By Susan Claire Agbayani

FORMER RADIO station manager and disc jockey (DJ) George Mercado, a.k.a. “George Boone” distinctly remembers having persistently wooed Cynthia Alexander — following her around in gigs at 70s Bistro as early as 1995 for instance — into signing up with a record company when he was its chief operating officer (COO).

“I’d always wanted to sign her up, so I used all my convincing powers to get Dyna Records management to believe,” he told this writer via Facebook Messenger.

“Recording of Insomnia and Other Lullabyes was incredibly smooth with Maly Andres of Violent Playground producing, and Angee Rozul on the faders. She insisted on a Taylor guitar for one of the songs which I had to rent from Litos Benavidez. She also didn’t want to settle for synths, and wanted a string quartet for a couple of songs.

A diva? No.

“Perfectionist is the word,” Mr. Mercado said.




Mr. Mercado is now CEO of CloudReady, a cloud tech company based in Singapore; he also teaches at John Robert Powers, and plays keyboards for a retro band.

Ms. Alexander went on to perform at Sanctum, Survival Café, and Conspiracy, among other venues, and released three other albums which she produced and released independently: Rippingyarns (2000), which contains most of her hit songs, Comet’s Tail (2005), and the live album Walk Down the Road (2009).

She moved to Washington state in the US in 2012 with her daughter Tala and her wife Stacey, and there she found peace and quiet. It was a place where she was “able to hear my thoughts.” According to an essay she wrote on the crowdfunding site Indiegogo.com, she has “played the stages, coffee shops, and parks” of her new home.

“… Since the release of my last album in 2009, I’ve gone through a personal sea change that culminated in my move to the Pacific Northwest. All this time, I’ve been writing songs that reflect my experiences. Now that I’ve set down roots and built a small home studio, I’m ready to record those songs and share them with you!” she said on the site.

Ms. Alexander wrote most of the songs on Even Such is Time (save for the adaptations of her mother’s poems). She also wrote the music, and performed and arranged the tungkaling, coral, lava rock, tungatong, gandingan, gangsa, rainstick, goats horns, kalimba, guitars, bass, synths, and piano on the new album which she produced in Tacoma, Washington. It was, however, mixed by Matthew Brown in Hamburg, Germany, and mastered by Levi Seitz of Black Belt Mastering in Seattle, Washington.
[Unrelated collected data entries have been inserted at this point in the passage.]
PR #403, opened 2015-05-19
softer the greylisting delay restriction

Xoib:
A lot of legit mail server try again between 200 and 285 seconds, then 3 hours later. Why ? RFC is not strict about retry timer so postfix and other MTA have their own intervals.
To fix the problem of receiving these e-mail really latter, I reduced the delay of postgrey to 180 seconds (default is 300 seconds).

Discussion: https://discourse.mailinabox.email/t/sometime-e-mail-come-3h30-later-to-the-mailbox/484

### DIFF
--- a/setup/mail-postfix.sh
+++ b/setup/mail-postfix.sh
@@ -172,7 +172,7 @@ tools/editconf.py /etc/postfix/main.cf \
 # Postfix connects to Postgrey on the 127.0.0.1 interface specifically. Ensure that
 # Postgrey listens on the same interface (and not IPv6, for instance).
 tools/editconf.py /etc/default/postgrey \
-	POSTGREY_OPTS=\"--inet=127.0.0.1:10023\"
+	POSTGREY_OPTS=\"--inet=127.0.0.1:10023 --delay=180\"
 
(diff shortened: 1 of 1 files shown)


JoshData:
Fantastic. Thanks. Would you mind revising the PR to include your explanation above in a comment block above that line?

Xoib:
I did a new commit. Maybe you meant a rebase on 2b5b2b0 ?

JoshData:
So I actually mean a comment in `setup/mail-postfix.sh` itself (i.e. on lines with `#`-marks), so the explanation is close to where the option is set. Adding the explanation to the commit message too is great.

Xoib:
Oh yeah of course, thanks for the remark. It's done. Let me know if there is anything else.

JoshData:
Merged!

JoshData:
Unmerged! See @squeezy80's comments at https://github.com/mail-in-a-box/mailinabox/commit/cd15d9e1b67e45ad6cfeff1297bb6a435aab3544#commitcomment-11267356. Please test and try again. :)

Xoib:
Ok, I am looking into it.

Issue #400, opened 2015-05-19
Try my postgrey for less wait times


JoshData:
Hello all,

I've packaged an [alternative version of postgrey](https://github.com/mail-in-a-box/postgrey/commit/6e741dbce993e8d9fa6465467ce806f389ed9a9e) in a new [Mail-in-a-Box PPA](https://launchpad.net/~mail-in-a-box/+archive/ubuntu/ppa) on Launchpad.

As you may know, postgrey implements greylisting. The first time a new sender emails you, their message is rejected with a temporary failure error. Spammers don't usually bother re-sending, but all protocol-compliant senders will retry after usually 10-15 minutes, at which point greylisting lets the mail through.

My [fork of postgrey](https://github.com/mail-in-a-box/postgrey/commit/6e741dbce993e8d9fa6465467ce806f389ed9a9e) whitelists all senders whitelisted by [dnswl.org](https://www.dnswl.org): Any email from IP addresses that have good reputation are delivered immediately without greylisting. You'll see something like this in your `/var/log/mail.log`:

> May 19 10:58:34 box postgrey[32473]: action=pass, reason=client whitelisted by dnswl.org (3/highly unlikely to send spam), client_name=github-smtp2-ext6.iad.github.net, client_address=192.30.252.197, sender=noreply@github.com, recipient=myname@example.com

I've been using this for about a year (and [tried to submit a patch upstream](https://github.com/schweikert/postgrey/pull/12)), but this is the first time I've packaged up the changes into a deb & PPA.

To install, add the PPA and then just upgrade packages. The PPA's postgrey will replace the stock postgrey package:

    apt-add-repository ppa:mail-in-a-box/ppa
    apt-get update
    apt-get upgrade

Also note [dnswl's license terms](https://www.dnswl.org/?page_id=9):

> Every user with more than 100’000 queries per day on the public nameserver infrastructure and every commercial vendor of dnswl.org data (eg through anti-spam solutions) must register with dnswl.org and purchase a subscription.

But I don't think anyone using a Mail-in-a-Box would (or even could) hit that volume.

Please try it out and let me know if it works and helps!

(You may also be interested in my [build script](https://github.com/mail-in-a-box/mailinabox/tree/master/ppa) which updates the PPA, and my [changes to the Debian postgrey package](https://github.com/mail-in-a-box/postgrey/commit/master).)

stevetoza:
Hello, 

[...]

PR #406, opened 2015-05-24
Dovecot lucene pull req

brocktice:
This sets everything up for using the official MIAB PPA to serve a dovecot-lucene package compatible with the official dovecot-core. It also makes all changes necessary to enable lucene for full-text search in dovecot.

The source package will have to be built and uploaded to the PPA by the maintainer, after which launchpad will build the package. There is a working version of the package on my PPA here:

https://launchpad.net/~brock/+archive/ubuntu/mailinabox-brocktice

Please accept my apologies for any problems here, I have done my best to correctly cherry-pick the required changes.

### DIFF
--- a/setup/lucene.sh
+++ b/setup/lucene.sh
@@ -44,5 +44,5 @@ EOF
 chown -R mail:dovecot /etc/dovecot
 chmod -R o-rwx /etc/dovecot
 
-# Restart services to reload solr schema & dovecot plugins
+# Restart services to reload dovecot plugins
 restart_service dovecot
--- a/setup/lucene.sh
+++ b/setup/lucene.sh
@@ -18,6 +18,9 @@ source /etc/mailinabox.conf # load global vars
 # Add official ppa
 hide_output add-apt-repository -y ppa:brock/mailinabox-brocktice
 
+# Update apt
+hide_output apt-get update
+
 # Install packages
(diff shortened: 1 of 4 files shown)


JoshData:
Nice work. I'm going to leave it open for people to test for a while before merging.

(Adding the PPA will also upgrade postgrey to my fork, so the merge is dependent on that working also. See #400.)

brocktice:
Sounds good. People wanting to test can use my fork if they'd like:

https://github.com/brocktice/mailinabox/tree/lucene

I've got it set back to my ppa for now so they don't have to set up their own to test.

setup/lucene.sh
```diff
@@ -0,0 +1,48 @@
...
+}
+EOF
+
+# PERMISSIONS
+
+# Ensure configuration files are owned by dovecot and not world readable.
+chown -R mail:dovecot /etc/dovecot
+chmod -R o-rwx /etc/dovecot
+
+# Restart services to reload solr schema & dovecot plugins
```
Jonty: Should probably say "lucene" rather than solr, just so people don't get confused!

brocktice: OK if I fix this and push to the appropriate branch it should add to the PR right?

JoshData:
Thanks for the work on this! I made some simplifications and merged it in.

PR #409, opened 2015-05-24
Add rcmcarddav plugin to roundcube mail for ownCloud contact access

brocktice:
These changes will pull and set up the rcmcarddav plugin for roundcube mail. The included scripts will automatically add an address book called 'ownCloud' that syncs with the user's owncCould contacts. This address book is NOT used by default, but it's easy for the user to change that in roundcube preferences if so desired.

Due to the database init of roundcube it's necessary to split the script, with a dbinit script running after everything else is done.

### DIFF
--- a/setup/rcmcarddav.sh
+++ b/setup/rcmcarddav.sh
@@ -1,0 +1,63 @@
+#!/bin/bash
+# CardDAV client/sync for RoundCube Mail
+##########################
+
+source setup/functions.sh # load our functions
+source /etc/mailinabox.conf # load global vars
+RCMPLUGINDIR=/usr/local/lib/roundcubemail/plugins/
+CARDDAVDIR=${RCMPLUGINDIR}/carddav/
+CARDDAVCONF=${CARDDAVDIR}/config.inc.php
+CARDDAVGIT=https://github.com/blind-coder/rcmcarddav.git
+RCMCONFIG=/usr/local/lib/roundcubemail/config/config.inc.php
+CURRDIR=`pwd`
+# ### Clone
+git_clone $CARDDAVGIT master '' $CARDDAVDIR
+
+# ### Install composer
+
+# We need php5-curl for this
+apt_install php5-curl
+
+# This doesn't like hide_output so we keep things quiet the old fashioned way
+COMPOSERLOG=/tmp/rcmcarddav-composer-install.log
+cd $CARDDAVDIR
+curl -sS https://getcomposer.org/installer 2> $COMPOSERLOG | php 2>&1 >> $COMPOSERLOG
+php composer.phar install 2>> $COMPOSERLOG | php 2>&1 >> $COMPOSERLOG
+cd $CURRDIR
+
+# ### Configure rcmcarddav
+cat > $CARDDAVCONF <<EOF;
+<?php
+\$prefs['ownCloud'] = array(
+                   // required attributes
+                   'name'         =>  'ownCloud',
+                   // will be substituted for the roundcube username
+                   'username'     =>  '%u',
+                   // will be substituted for the roundcube password
+                   'password'     =>  '%p',
+                   // %u will be substituted for the CardDAV username
+                   'url'          =>  'https://${PRIMARY_HOSTNAME}/cloud/remote.php/carddav/addressbooks/%u/contacts',
+                   'active'       =>  true,
+                   'readonly'     =>  false,
+                   'refresh_time' => '02:00:00',
+                   'fixed'        =>  array('username','password'),
+                   'preemptive_auth' => '1',
+                   'hide'        =>  false,
+);
+EOF
+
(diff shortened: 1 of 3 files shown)


JoshData:
Thanks! I'll review this as soon as I get a chance.

JoshData:
You have:

> Work around bug in db init code in rcmcarddav

What was the bug?

Also, is there any way we can avoid calling composer and instead install additional packages via apt-get?

brocktice:
I'm not sure where in the code the bug is. I dug into it a little but couldn't find it -- the key problem is that the database doesn't get initialized. When I can spare some more time I'll look again.

I don't really know how composer works but I do believe it can be installed as a system package instead, there's some mention of that over on the rcmcarddav github pages.

I understand if you want those resolved first. If anyone's more adept at PHP than I am please feel free to resolve it, as this is (IMO) a pretty critical bit of functionality for MIAB if you're using any mail client besides RCM.

brocktice:
The way the composer install is currently done is per the documentation for the plugin, FWIW.

brocktice:
I did some reading. Not all of the dependencies pulled in by composer are in the packaging system.

brocktice:
Also, see https://github.com/blind-coder/rcmcarddav/issues/96 for the bug, hope to have it straightened out soon.

brocktice:
DB bug found. Testing now, should be able to omit the second script if it's really fixed.

brocktice:
OK this is on hold pending the PR to the rcmcarddav project.

brocktice:
rcmcarddav has fixed the issue, waiting for merge of the issue_96 into mainline. This addresses the database bug. How should we approach composer?

JoshData:
> How should we approach composer?

Don't know yet. Could you sort out which dependencies can be installed by apt-get and which can't?

h8h:
Why do we need the composer and why do we need git clone?
If you read the 'master'-Branch INSTALL file: 
> If you are installing a git clone, [...] install the dependencies using composer

That means, if you're NOT installing a git clone you don't have to install the dependencies using composer.

So switch to tags
https://github.com/blind-coder/rcmcarddav/tags

Select the latest tag, read it's [INSTALL file](https://github.com/blind-coder/rcmcarddav/blob/922ee9495dc833a2de05380eacb930183e1145e9/INSTALL) and the composer gets never mentioned.

So in my opinion, we'll need the composer only if we're cloning the 'master' branch.

JoshData:
That would make things easier!

h8h:
Yep much easier, but the tags are somewhat outdated. This [commit](https://github.com/blind-coder/rcmcarddav/commit/bdf5e528a4ecf69a9cc1454793482ee836de11e1) is a very nice one. That makes things clearer.

brocktice:
I can try to do that re: downloading the two packages manually and test.

h8h:
that would be very nice ! thank you!

PortableTech:
I was curious where this PR stood and if any assistance would be needed.

ausminternet:
any News here?

JoshData:
I would like to remove the dbinit step if at all possible, drop use of php composer by using a release package rather than git, and I'm not sure if we need to perform [step 1](https://github.com/blind-coder/rcmcarddav/blob/master/INSTALL) which is to log out all users.

aspdye:
When will this be integrated?

JoshData:
When someone submits a PR that addresses my points above.

aspdye:
Dont know If this is still making sense according to #514

bronson:
Until #514 is addressed (if ever), I think it makes sense to try to improve the ownCloud experience.  Josh's comment on 5 Sep 2015 sounds good.

It looks like composer installs two packages: httpful and vobject.  vobject has a Debian package, php-sabre-vobject, but httpful isn't packaged.

I suppose the alternatives are:
- have the setup script install the httpful phar
- package and put httpful in the mail-in-a-box ppa
- just inline it in the miab package (ha)
- use composer just for httpful
- ... anything else?

Not sure which one would be preferred.  The phar seems easiest, but that might just be beacuse I've never used phars.

phabricator just inlines it: https://packages.debian.org/sid/all/phabricator/filelist

bronson:
Apparently CalDAV and CardDAV have been merged into core: https://lwn.net/Articles/671112/

So maybe this problem will just go away.

cromulus:
How about using a [release tarball](https://github.com/blind-coder/rcmcarddav/releases) for rcmcarddav?

According to the official instructions [here](https://plugins.roundcube.net/packages/roundcube/carddav), it contains all of the necessary requirements and libs.

> Via release tarball:
Download and extract the release tarball into roundcube/plugins directory and rename the extracted directory to carddav. The tarball contains all necessary dependencies and does not need composer.

JoshData:
Fixed by #1029 instead.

During the concert-cum-album launch of Even Such is Time at San Juan’s Music Museum on Jan. 13, she thanked “168 funder friends from the USA (including Guam), Canada, Australia, Japan, Singapore, and the Philippines” who made the mixing, mastering, and manufacturing of her latest album possible.

One such fan is Alden Copuyoc, a writer and entrepreneur who met Ms. Alexander when he edited Music Channel magazine in early 2000 and eventually became her good friend. “I followed Cynthia around. I love Tori Amos and Joni Mitchell. When I idolize artists I look for three things: poetic lyrics, instrument mastery, and distinctive sound.” He said Ms. Alexander has all three.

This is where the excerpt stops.